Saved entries
□ □ □ □ □
PR #4196, opened 2016-04-24
FEATURE: Make pending unapproved posts visible to their authors

NickIvanter:
As discussed here: https://meta.discourse.org/t/how-to-make-the-queued-posts-visible-to-their-authors/39153


coding-horror:
Thanks I do think this is better if the post is clearly marked as pending in some way. It is a lot of code though can you review @eviltrout after header is in?

eviltrout:
Wow 47 files changed? This is going to take some time to review!

NickIvanter:
It was a significant effort on our part. Thanks to my colleague @nnrd . We deployed it in production over a month ago and have been using since.

script/import_scripts/base.rb
```diff
@@ -528,6 +528,52 @@ def create_bookmarks(results, opts={})
     [created, skipped]
   end
 
+  # Iterate through a list of "like" records to be imported.
+  # Takes a collection, and yields to the block for each element.
+  # Block should return a hash with the attributes for the "like".
+  # Required fields are :user_id and :post_id, where both ids are
+  # the values in the original datasource.
+  def create_likes(results, opts={})
```
xfalcox: Is this related to the feature?

NickIvanter: No, this must have gotten onto this branch by mistake. Good catch.

eviltrout:
I responded on discourse meta because I think it's a better place for discussing this for now:

https://meta.discourse.org/t/how-to-make-the-queued-posts-visible-to-their-authors/39153/16?u=eviltrout

coding-horror:
I like this change in theory but I think we may need to approach it a different way down the line?

PR #4202, opened 2016-04-29
FIX: Ensure that readonly key has an expiry.

tgxworld:


tgxworld:
Moving this to another PR

PR #4203, opened 2016-04-29
FEATURE: Extend clicking tracking to the user profile page.

cpradio:
Added qunit tests
Fixed click-track-test so it uses the correct data attribute for topic_id in its fixture


eviltrout:
Thanks for all the hard work @cpradio !

PR #4204, opened 2016-04-29
FIX: Don't diplay character reference in HTML diffs

xfix:
Before this change, HTML escaping was done before splitting text into tokens, so token splitter saw literals like "&#39;", and split them as it was normal text into parts into ["&", "#", "39", ";"]. This caused diff to display character references, as those tokens used separate HTML tags to display their insertion/deletion status.

spectacle zb8627

### DIFF
--- a/lib/discourse_diff.rb
+++ b/lib/discourse_diff.rb
@@ -261,7 +261,7 @@ class DiscourseDiff
     end
 
     def characters(string)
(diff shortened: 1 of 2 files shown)


xfix:
Thinking about it, that ``flatten`` is not needed, because parens could be removed from a regex. Oh well.

SamSaffron:
This looks good to me @ZogStriP  ?

ZogStriP:
Thanks 👍

PR #4205, opened 2016-05-02
Allow an (optional) post-creation time to be submitted.

skx:
This should allow a new post to be created with an initial date/time specified by the caller, which will be useful for people writing importers.

Some brief discussion of this omission is available here:

* https://meta.discourse.org/t/set-the-date-of-a-new-topic-via-the-api/43308/2


app/controllers/posts_controller.rb
```diff
@@ -544,7 +544,8 @@ def create_params
       :reply_to_post_number,
       :auto_track,
       :typing_duration_msecs,
-      :composer_open_duration_msecs
+      :composer_open_duration_msecs,
+      :created_at
```
oblakeerickson: thanks for making this commit! I think we want to make sure this is only permitted if the api is being used. Perhaps we can leave the permitted array as is, but afterwards check if we are using the api (`is_api?`) and then append created_at to the array: `permitted << :created_at`

skx:
My apologies for the delay, somehow I missed the notification.

I've re-synced the discourse repository and updated the pull-request to only consider `created_at` when submitted via the API.  I hope that is sufficient?

PR #4207, opened 2016-05-02
FEATURE: Apply external window setting to Revision History

cpradio:
https://meta.discourse.org/t/external-links-in-history-don-t-follow-open-all-external-links-in-a-new-tab-setting/42995/36


eviltrout:
Thanks again :)

PR #4208, opened 2016-05-05
Update Sidekiq.

tgxworld:
There is a memory leak fix  https://github.com/mperham/sidekiq/blob/master/Changes.md#412


SamSaffron:
sure .. I upgraded, let's check on meta that all is fine

PR #4209, opened 2016-05-05
Modify search drop-down options text

jomaxro:
Search options text is inconsistent between on-screen and full-page search.  "Options" seems to imply the ability to change search parameters when clicked, not simply provide a help screen.  On-screen search text changed to reflect that.

### DIFF
--- a/config/locales/client.en.yml
+++ b/config/locales/client.en.yml
@@ -179,7 +179,7 @@ en:
     admin_title: "Admin"
     flags_title: "Flags"
     show_more: "show more"
-    show_help: "options"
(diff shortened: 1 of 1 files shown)


coding-horror:
No, this was specifically changed based on user feedback originally.

jomaxro:
Interesting.  Do you have a link to the previous discussion?  This just came up [here](https://meta.discourse.org/t/options-for-search-not-available-in-full-page/43721)

coding-horror:
It's on bbs.boingboing.net in the meta category

PR #4304, opened 2016-07-03
Add badge slug to class

Mittineague:
I used slug instead of name so it would be dasherized


SamSaffron:
this seems fine to me failures seem unrelated

PR #4312, opened 2016-07-06
FEATURE: Add options to inject class / page into emoji toolbar

gdpelican:
I'm looking for a slightly more flexible emoji toolbar, which will let me inject some options to allow for limited emojisets for the [retort](www.github.com/gdpelican/retort) plugin.

Any objections to these?


eviltrout:
LGTM!

PR #4317, opened 2016-07-07
Put 👍 and 👎 emojis in emotional order

tnorthcutt:
Inspired by [Slack](https://twitter.com/SlackHQ/status/472141845703565312)


tnorthcutt:
I'm not 100% sure if this change will result in the desired behavior – if not, my apologies. I actually spent a good 30 minutes trying to get a local dev environment set up to test with, but ran into some roadblocks there, and realized the time I was devoting was disproportionate to the improvement... 😕 

But, hopefully the matcher just runs in the order the emoji names are defined in the file and this will result in the desired behavior 😄

eviltrout:
Lol @ emotional order :)

tnorthcutt:
@eviltrout oh wow, thanks for the quick merge! So was my assumption about the matching order correct, then?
□ □ □ □ □
Aim of the task :: Copy out all the records exactly.

Response below ::
PR #4196, opened 2016-04-24
FEATURE: Make pending unapproved posts visible to their authors

NickIvanter:
As discussed here: https://meta.discourse.org/t/how-to-make-the-queued-posts-visible-to-their-authors/39153


coding-horror:
Thanks I do think this is better if the post is clearly marked as pending in some way. It is a lot of code though can you review @eviltrout after header is in?

eviltrout:
Wow 47 files changed? This is going to take some time to review!

NickIvanter:
It was a significant effort on our part. Thanks to my colleague @nnrd . We deployed it in production over a month ago and have been using since.

script/import_scripts/base.rb
```diff
@@ -528,6 +528,52 @@ def create_bookmarks(results, opts={})
     [created, skipped]
   end
 
+  # Iterate through a list of "like" records to be imported.
+  # Takes a collection, and yields to the block for each element.
+  # Block should return a hash with the attributes for the "like".
+  # Required fields are :user_id and :post_id, where both ids are
+  # the values in the original datasource.
+  def create_likes(results, opts={})
```
xfalcox: Is this related to the feature?

NickIvanter: No, this must have gotten onto this branch by mistake. Good catch.

eviltrout:
I responded on discourse meta because I think it's a better place for discussing this for now:

https://meta.discourse.org/t/how-to-make-the-queued-posts-visible-to-their-authors/39153/16?u=eviltrout

coding-horror:
I like this change in theory but I think we may need to approach it a different way down the line?

PR #4202, opened 2016-04-29
FIX: Ensure that readonly key has an expiry.

tgxworld:


tgxworld:
Moving this to another PR

PR #4203, opened 2016-04-29
FEATURE: Extend clicking tracking to the user profile page.

cpradio:
Added qunit tests
Fixed click-track-test so it uses the correct data attribute for topic_id in its fixture


eviltrout:
Thanks for all the hard work @cpradio !

PR #4204, opened 2016-04-29
FIX: Don't diplay character reference in HTML diffs

xfix:
Before this change, HTML escaping was done before splitting text into tokens, so token splitter saw literals like "&#39;", and split them as it was normal text into parts into ["&", "#", "39", ";"]. This caused diff to display character references, as those tokens used separate HTML tags to display their insertion/deletion status.

spectacle zb8627

### DIFF
--- a/lib/discourse_diff.rb
+++ b/lib/discourse_diff.rb
@@ -261,7 +261,7 @@ class DiscourseDiff
     end
 
     def characters(string)
(diff shortened: 1 of 2 files shown)


xfix:
Thinking about it, that ``flatten`` is not needed, because parens could be removed from a regex. Oh well.

SamSaffron:
This looks good to me @ZogStriP  ?

ZogStriP:
Thanks 👍

PR #4205, opened 2016-05-02
Allow an (optional) post-creation time to be submitted.

skx:
This should allow a new post to be created with an initial date/time specified by the caller, which will be useful for people writing importers.

Some brief discussion of this omission is available here:

* https://meta.discourse.org/t/set-the-date-of-a-new-topic-via-the-api/43308/2


app/controllers/posts_controller.rb
```diff
@@ -544,7 +544,8 @@ def create_params
       :reply_to_post_number,
       :auto_track,
       :typing_duration_msecs,
-      :composer_open_duration_msecs
+      :composer_open_duration_msecs,
+      :created_at
```
oblakeerickson: thanks for making this commit! I think we want to make sure this is only permitted if the api is being used. Perhaps we can leave the permitted array as is, but afterwards check if we are using the api (`is_api?`) and then append created_at to the array: `permitted << :created_at`

skx:
My apologies for the delay, somehow I missed the notification.

I've re-synced the discourse repository and updated the pull-request to only consider `created_at` when submitted via the API.  I hope that is sufficient?

PR #4207, opened 2016-05-02
FEATURE: Apply external window setting to Revision History

cpradio:
https://meta.discourse.org/t/external-links-in-history-don-t-follow-open-all-external-links-in-a-new-tab-setting/42995/36


eviltrout:
Thanks again :)

PR #4208, opened 2016-05-05
Update Sidekiq.

tgxworld:
There is a memory leak fix  https://github.com/mperham/sidekiq/blob/master/Changes.md#412


SamSaffron:
sure .. I upgraded, let's check on meta that all is fine

PR #4209, opened 2016-05-05
Modify search drop-down options text

jomaxro:
Search options text is inconsistent between on-screen and full-page search.  "Options" seems to imply the ability to change search parameters when clicked, not simply provide a help screen.  On-screen search text changed to reflect that.

### DIFF
--- a/config/locales/client.en.yml
+++ b/config/locales/client.en.yml
@@ -179,7 +179,7 @@ en:
     admin_title: "Admin"
     flags_title: "Flags"
     show_more: "show more"
-    show_help: "options"
(diff shortened: 1 of 1 files shown)


coding-horror:
No, this was specifically changed based on user feedback originally.

jomaxro:
Interesting.  Do you have a link to the previous discussion?  This just came up [here](https://meta.discourse.org/t/options-for-search-not-available-in-full-page/43721)

coding-horror:
It's on bbs.boingboing.net in the meta category

PR #4304, opened 2016-07-03
Add badge slug to class

Mittineague:
I used slug instead of name so it would be dasherized


SamSaffron:
this seems fine to me failures seem unrelated

PR #4312, opened 2016-07-06
FEATURE: Add options to inject class / page into emoji toolbar

gdpelican:
I'm looking for a slightly more flexible emoji toolbar, which will let me inject some options to allow for limited emojisets for the [retort](www.github.com/gdpelican/retort) plugin.

Any objections to these?


eviltrout:
LGTM!

PR #4317, opened 2016-07-07
Put 👍 and 👎 emojis in emotional order

tnorthcutt:
Inspired by [Slack](https://twitter.com/SlackHQ/status/472141845703565312)


tnorthcutt:
I'm not 100% sure if this change will result in the desired behavior – if not, my apologies. I actually spent a good 30 minutes trying to get a local dev environment set up to test with, but ran into some roadblocks there, and realized the time I was devoting was disproportionate to the improvement... 😕 

But, hopefully the matcher just runs in the order the emoji names are defined in the file and this will result in the desired behavior 😄

eviltrout:
Lol @ emotional order :)

tnorthcutt:
@eviltrout oh wow, thanks for the quick merge! So was my assumption about the matching order correct, then?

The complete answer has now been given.